▸ **Exercise requirements**: Among the entries below, tally each line containing "always"; respond with the total only.

▸ **Entries supplied**:

===============

PR #4954, opened 2022-03-28
Move import/order rule into shared eslint configuration

### LINKED ISSUE #4953: Linting Import Ordering
On a freshly created Redwood project, it seems that import ordering is not enforced by `yarn rw lint`. Here's a basic setup:

``` bash
$ yarn create redwood-app x-repro-lint
$ cd x-repro-lint
# Not necessary to repro, but gives a good example of imports to sort.
$ yarn rw setup ui chakra-ui 
$ yarn rw lint web/src/App.js
$ # Note no output, implying linting passed.
```

Now, let's take a look at `App.js`:

```javascript
import { ChakraProvider, ColorModeScript } from '@chakra-ui/react'

import './index.css'

// Remainder of file omitted
```

We have `@chakra-ui/react` imported above `@redwoodjs/*`, which seems to violate our `.eslint.js` configuration. Note that if we switch this order, and rerun the linter, there's still no complaint. Presumably one of these orders is wrong, and should be logged.

In newly-generated projects, `package.json` shows:

```json
  "eslintConfig": {
    "root": true
  },
```

which is generated from `packages/eslint-config`. In there, the [README suggests we sort imports](https://github.com/redwoodjs/redwood/blob/main/packages/eslint-config/README.md#purpose-and-vision) but if you look at the relevant code, it doesn't seem to do anything:

[`shared.js` does include the `import` plugin](https://github.com/redwoodjs/redwood/blob/main/packages/eslint-config/shared.js#L28), but neither it nor [`index.js`](https://github.com/redwoodjs/redwood/blob/main/packages/eslint-config/index.js) in that same directory use it.

Though, we do specify `import/order` in the [Redwood Framework root .eslintrc.js](https://github.com/redwoodjs/redwood/blob/main/.eslintrc.js#L34), so it seems to me that this is just a misplaced configuration. 

# Easy Fix!

To fix this issue, I propose we simply move the `import/order` rules into `packages/eslint-config/shared.js` so we can match the behavior described in the documentation and get import linting working for generated projects as well as the framework. 

I'm happy to raise a PR to do this, if needed.

nickpdemarco:
Fixes #4953. See issue description for more information.


thedavidprice:
@dac09 any chance you could take a look at this one? Easy patch if we get it in, just let me know.

dac09:
Hey @nickpdemarco - thank you for this. I despise lint configuration, so grateful you are taking an interest in this!

So I think... what's actually happening is that this eslint configuration sits only in the framework and _not_ in a users project.

I wonder if having such strict rules (erroring out for import order) is a good idea on a user's project? May be a little _too_ opinionated?

Let me know what you think.

nickpdemarco:
I hear you on the aggressiveness of erroring out. Personally, I’m more interested in this so I can modify App.js imports (see #4900) and then lint —fix it, so I know my changes are still RW compliant.

More generally, I do think sane import ordering is enough of a “best practice” to justify its enforcement in Redwood. As a relatively green web developer, I’d rather know someone wiser than me thought about import order and automatically enforced it, rather than having to rediscover that standard myself. 

You can always disable or extend eslint, but I’d venture to guess most people using RW will welcome the constraint, so long as their editor automatically fixes it on save.

jtoar:
I'd love to see this working out of the box as well. @dac09 as you said, erroring out may be too harsh. I'll queue it up for the next core team meeting to get everyone's thoughts.

thedavidprice:
@jtoar and I discussed this one — `error` would result in a breaking change and need to coincide with a major version.

Next steps:
- use `warn`
- indicate (via `@deprecation` — I don't think it's possible?) we'll be moving to `error` in the next major version
- add to "upcoming breaking changes" in CHANGELOG

jtoar:
Updated next steps to what @thedavidprice said: we won't be merging this till the next major. Having said that, we could still merge this into the next major branch, so that we could get that RC process going. We'll include guidance for how to lint files so that your commit history isn't littered with changes. Thanks @nickpdemarco!

jtoar (approved):

dac09:
@jtoar, @nickpdemarco  - there's an error now introduced by this new lint order, where in my `functions/graphql.ts` it won't keen the glob imports together e.g. 

It thinks this is the correct order:
```ts
```

jtoar:
Yeah that's how it's configured. Here's the create-redwood-app template: 

https://github.com/redwoodjs/redwood/blob/0e7bb6397315192bf44edbba4e3169dff11afd09/packages/create-redwood-app/template/api/src/functions/graphql.ts#L1-L7

We discussed this one as a team a few times. I'm down to make a change to the rule to keep the globs together, but that would be breaking of course. Not a big deal though; we can just make the change when the next major rolls around, and we already have release notes for it from the last one we can just copy and paste.

dac09:
I find these lint rules a little too agressive - it makes no sense that I can't group globs together. It makes it harder for new comers to reason about the special glob import syntax too.

jtoar:
@dac09 I agree and am happy to change it, as I said in my last comment. 

If there's other changes you'd like to make to it, let's get them in at the same time too.

PR #4956, opened 2022-03-28
Fix magic.link token expiry logic

stephenhandley:
We have been seeing token refresh issues (has been happening consistently since 0.39.4) and still seeing this issue in latest version. We are running into the following error on our API server whenever a page is left idle in our web app for longer than 15 minutes followed by an additional request being made from the open page. 
```
Error building context. Error: Exception in getAuthenticationContext: 
Magic Admin SDK Error: [ERROR_DIDT_EXPIRED] DID Token has expired. Request failed authentication.
```

Refreshing the page fixes things, so our guess was that there was an issue with DID token rotation in the client.

What we found is that there were two logic errors in the `getToken` in `packages/auth/src/authClients/magicLink.ts`

- expiryTime and now comparison logic was flipped
- expiryTime was in seconds rather than milliseconds

We witnessed this happening through logging in the client and saw this sequence of events
1. Initially token is null and so the first call to `getToken` retrieved token from magic and set the expiryTime to 600ms in the future
2. Next call to `getToken` was generally after 600ms and so `Date.now()`was  greater than the expiry time and so the if condition evaluated false
3. else branch was always getting hit (after 600ms) which returned the cached token, which eventually expired


thedavidprice:
Thank you @stephenhandley 🚀

@shahbaz17 @dthyresson this looks straightforward to me. If we can get this through asap, I’ll add a patch to v1 RC.

Tobbe (approved):

PR #4967, opened 2022-03-30
fix(api): mask db related errors

### LINKED ISSUE #4679: Serverless function errors can leak sensitive info and are not masked like GraphQL Errors
Redwood's GraphQL Server will mask errors, see: https://redwoodjs.com/docs/graphql#error-masking

This prevents sensitive info like Prisma-related database errors with info about the schedule or operation to be leaked.

However:

See: https://community.redwoodjs.com/t/community-help-wanted-help-qa-the-new-improved-tutorial/2825/8?u=dthyresson

In a serverless function like dbAuth's login and verify user handler, if a Prisma error like this one where the `findUnique` failed due to an invalid client, then the message is passed to the end user.

alicelovescake:
tldr;
This PR fixes the issue where errors caused by serverless functions can leak sensitive information

### Changes made

- [x]  Created a generic error with message: "unknown error occurred" in `packages/api/src/functions/dbAuth/errors.ts`
- [x]  Added try catch blocks around all database calls within the file `packages/api/src/functions/dbAuth/DbAuthHandler.ts` in case of invalid client
- [x]  Catches error and console log actual error but throws the generic error
- [x]  Added additional tests to confirm expected behavior

Open to lots of feedback! Happy to iterate on the approach or verbiage of the generic error we want to show to user

-------
closes #4679


dthyresson:
Thanks @alicelovescake - this appears to cover one of the cases described in https://github.com/redwoodjs/redwood/issues/4679 where an dbAuth db error info can get leaked.

packages/api/src/functions/dbAuth/DbAuthHandler.ts
```diff
@@ -322,10 +322,16 @@ export class DbAuthHandler {
...
 
-    let user = await this.dbAccessor.findUnique({
-      where: { [this.options.authFields.username]: username },
-    })
+    try {
+      user = await this.dbAccessor.findUnique({
+        where: { [this.options.authFields.username]: username },
+      })
+    } catch (e) {
+      console.log(e)
```
dthyresson, line 332: Might you consider using the Redwood logger here?

packages/api/src/functions/dbAuth/DbAuthHandler.ts
```diff
@@ -431,15 +442,22 @@ export class DbAuthHandler {
...
+          [this.options.authFields.id]: user[this.options.authFields.id],
+        },
+        data: {
+          [this.options.authFields.hashedPassword]: hashedPassword,
+          [this.options.authFields.resetToken]: null,
+          [this.options.authFields.resetTokenExpiresAt]: null,
+        },
+      })
+    } catch (e) {
+      console.log(e)
```
dthyresson, line 458: ... and logger here ...

packages/api/src/functions/dbAuth/DbAuthHandler.ts
```diff
@@ -637,13 +655,20 @@ export class DbAuthHandler {
...
+        where: {
+          [this.options.authFields.id]: user[this.options.authFields.id],
+        },
+        data: {
+          [this.options.authFields.resetToken]: null,
+          [this.options.authFields.resetTokenExpiresAt]: null,
+        },
+      })
+    } catch (e) {
+      console.log(e)
```
dthyresson, line 669: ... and logger here ...

packages/api/src/functions/dbAuth/DbAuthHandler.ts
```diff
@@ -663,10 +688,16 @@ export class DbAuthHandler {
...
-      where: { [this.options.authFields.username]: username },
-    })
+    let user
+    try {
+      // does user exist?
+      user = await this.dbAccessor.findUnique({
+        where: { [this.options.authFields.username]: username },
+      })
+    } catch (e) {
+      console.log(e)
```
dthyresson, line 698: ... and logger here ...

packages/api/src/functions/dbAuth/DbAuthHandler.ts
```diff
@@ -696,10 +727,16 @@ export class DbAuthHandler {
...
-      select: { [this.options.authFields.id]: true },
-    })
+    let user
+    try {
+      user = await this.dbAccessor.findUnique({
+        where: { [this.options.authFields.id]: this.session?.id },
+        select: { [this.options.authFields.id]: true },
+      })
+    } catch (e) {
+      console.log(e)
```
dthyresson, line 737: and lastly here :)

packages/api/src/functions/dbAuth/DbAuthHandler.ts
alicelovescake: Thanks for the feedback @dthyresson! In your [initial issue](https://github.com/redwoodjs/redwood/issues/4679), you mentioned:
>  log the original error -- but no access to api logger here, so would have to simply console out

That is why I went with `console.log`. I could import `createLogger` and create a new instance of a logger that will be the default logger. 

Do you think the latter option is better?

dthyresson:
@alicelovescake Oh, I just realized that this is the framework and the app -- I realized that, too, when I wrote up that issue but forgot. You're right. Console is the only way to go. Sorry about that.

alicelovescake:
> @alicelovescake Oh, I just realized that this is the framework and the app -- I realized that, too, when I wrote up that issue but forgot. You're right. Console is the only way to go. Sorry about that.

no worries! You are probably juggling a million tickets and issues. Appreciate you taking a look at this one. Let me know anything else you recommend I should do get get this PR ready to merge!

dthyresson:
>  Let me know anything else you recommend I should do get get this PR ready to merge!

Should we consider different naming for `GenericError` -- @dac09 thoughts?

Are there other dbauth-related errors?

dac09 (approved):
This is an amazing PR and description (as always) @alicelovescake

I like the GenericError name too @dthyresson! 

I assume there's already a test case for what it displays with GenericError on the frontend?

alicelovescake:
> This is an amazing PR and description (as always) @alicelovescake
> 
> I like the GenericError name too @dthyresson!
> 
> I assume there's already a test case for what it displays with GenericError on the frontend?

Thanks for the feedback @dac09! I added 3 tests in the `/dbAuth/__tests__/DbAuthHandler.test.js` that checks for this generic error if the dbAccessor is undefined (aka invalid client). Does this fit what you are looking for or is there another test you think I should write?

dac09:
> Does this fit what you are looking for or is there another test you think I should write?

I think your tests are fine @alicelovescake - I was just checking if we had additional tests for custom login or signup error messages - and we do! 

I've also manually verified on Gitpod that the messages do come through!

jtoar:
Looks like the smoke test is failing consistently (nothing you did @alicelovescake!); and it seems to be the same as this issue that was just reported: https://github.com/redwoodjs/redwood/issues/5104.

===============

▸ **Response to the exercise**: 4